――猪木さんのIGFでデビューされた鈴木選手にお話を伺いたいなと。
鈴木 猪木さんが亡くなられたのは10月1日ですよね。あっという間ですねぇ。
――みんなが猪木さんのことをずっと語っていることもあって、亡くなられた感じがしないんですよね。
鈴木 ボクは亡くなられた翌日の朝に「お顔を見に来ませんか」と連絡があったんですね。ボクは猪木さんの近しい人とは言えないんですけど……。
――謙虚ですね(笑)。
鈴木 いやあ、謙虚というか、猪木さんがつくった会社(IGF)で仕事してましたけど、そんな人間はたくさんいるわけですし、決して特別じゃないですよ。それでも行かせていただいたんですが……接点があった方の亡くなった姿を見るのは、本当に何十年ぶりぐらいですね。北海道から東京に出てきてからは、そういう機会がなかったんで現実感がなかったです。猪木さんの顔はリラックスされてるというか……最後は大変だったじゃないですか。
――ずっと闘病されてましたもんね。猪木さんに最後に会ったのはいつですか?
鈴木 2021年にWWEに行く前に、ビザを取得したんですけど、それがアーティストビザっていうやつなんですよ。取得するのが難しいビザで、ピースの綾部(祐二)がなかなかアメリカに行けなかったじゃないですか。それはそのビザを取得するのが難しいからです。書類もたくさん用意しなきゃいけなくて、証人が必要だったということで、猪木さんにお願いをしました。当時の猪木さんの事務所は麻布だったのかな。猪木さんをマネージメントされてた甘井(ともゆき)さんがつないでくれたんですけど。
猪木さんと最後に会ったときのツーショット
鈴木 猪木さんはやっぱり国際的にも名前がある人ですからね。議員をやったことや、モハメド・アリと戦ったこの2つが一番大きいんじゃないですかね。

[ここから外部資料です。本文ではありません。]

PR #244, opened 2024-11-30
Add `trace` functionality

ychenfo:
~~TODO:~~
- [x] ~~avoid obscure tracing outputs like [here](https://github.com/CrescentonC/mlscript/blob/e30292575acbabb576ece99fd0f7ee5911a530c0/hkmc2/shared/src/test/mlscript/codegen/TraceLog.mls#L217-L230), which is caused by the `toString()` methods, which are called to compose tracing messages.~~
- [x] ~~cleanup~~

The to avoid obscure tracing outputs and non-termination caused by `toString()`, I currently use `util.inspect` to show the argument and return result info in the tracing messages.


hkmc2/shared/src/test/mlscript-compile/Predef.mls
```diff
@@ -31,6 +31,15 @@ fun checkArgs(functionName, expected, isUB, got) =
     //   + " arguments but got " + got)
   else ()
 
+module TraceLogger with
+  mut val indentLvl = 0
+  fun indent() =
+    let prev = indentLvl
+    set indentLvl = indentLvl + 1
```
LPTK: Again, why not use `prev` here?

LPTK:
Obviously you shouldn't pollute every single diff test block with a useless call to `this.Predef.TraceLogger.resetIndent(0)`. Why is that call even necessary, when we do enable tracing?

――WWEで仕事するのに猪木さんにサインしてもらうっていい話ですね。
鈴木 そのあとは全然、早かったです。アメリカ大使館の面接あるんですけど、とくに何も聞かれず。「WWE?誰、好き?」という話だけして終わったんですよ(笑)。WWEは上場企業だし、アメリカ合衆国政府からも信頼されてますからね。
――そのときの猪木さんは闘病生活に入る前ですよね?
鈴木 そうですね。転んで大ケガしたくないから杖を付いてるだけで「普通に歩けんだよ」って全然元気でしたよ。そのあとは体調が悪くなって……本当にお疲れさまでしたという感じでしたね。
――やることはやり尽くしたって感じですよね。
鈴木 いや、まだプラズマがやりたかったんじゃないですか?(笑)。
――そうか、発明だけは心残りですね。失礼しました(笑)。
鈴木 ボクが会ったときもプラズマの話をされました。そういう話を聞けると「猪木さん、元気だな!」と思いました。ジャンさんならわかると思うんですけど、猪木さんってプロレスの話は能動的にされないじゃないですか。
――積極的にプロレストークはしないですね。
鈴木 聞けば返ってくるけど、そうでもなくて……。
――モハメド・アリ戦の質問をしても、いつのまにか世界平和の話になってますからね(笑)。猪木さんが言いたいことを無視して質問するぐらいじゃないと。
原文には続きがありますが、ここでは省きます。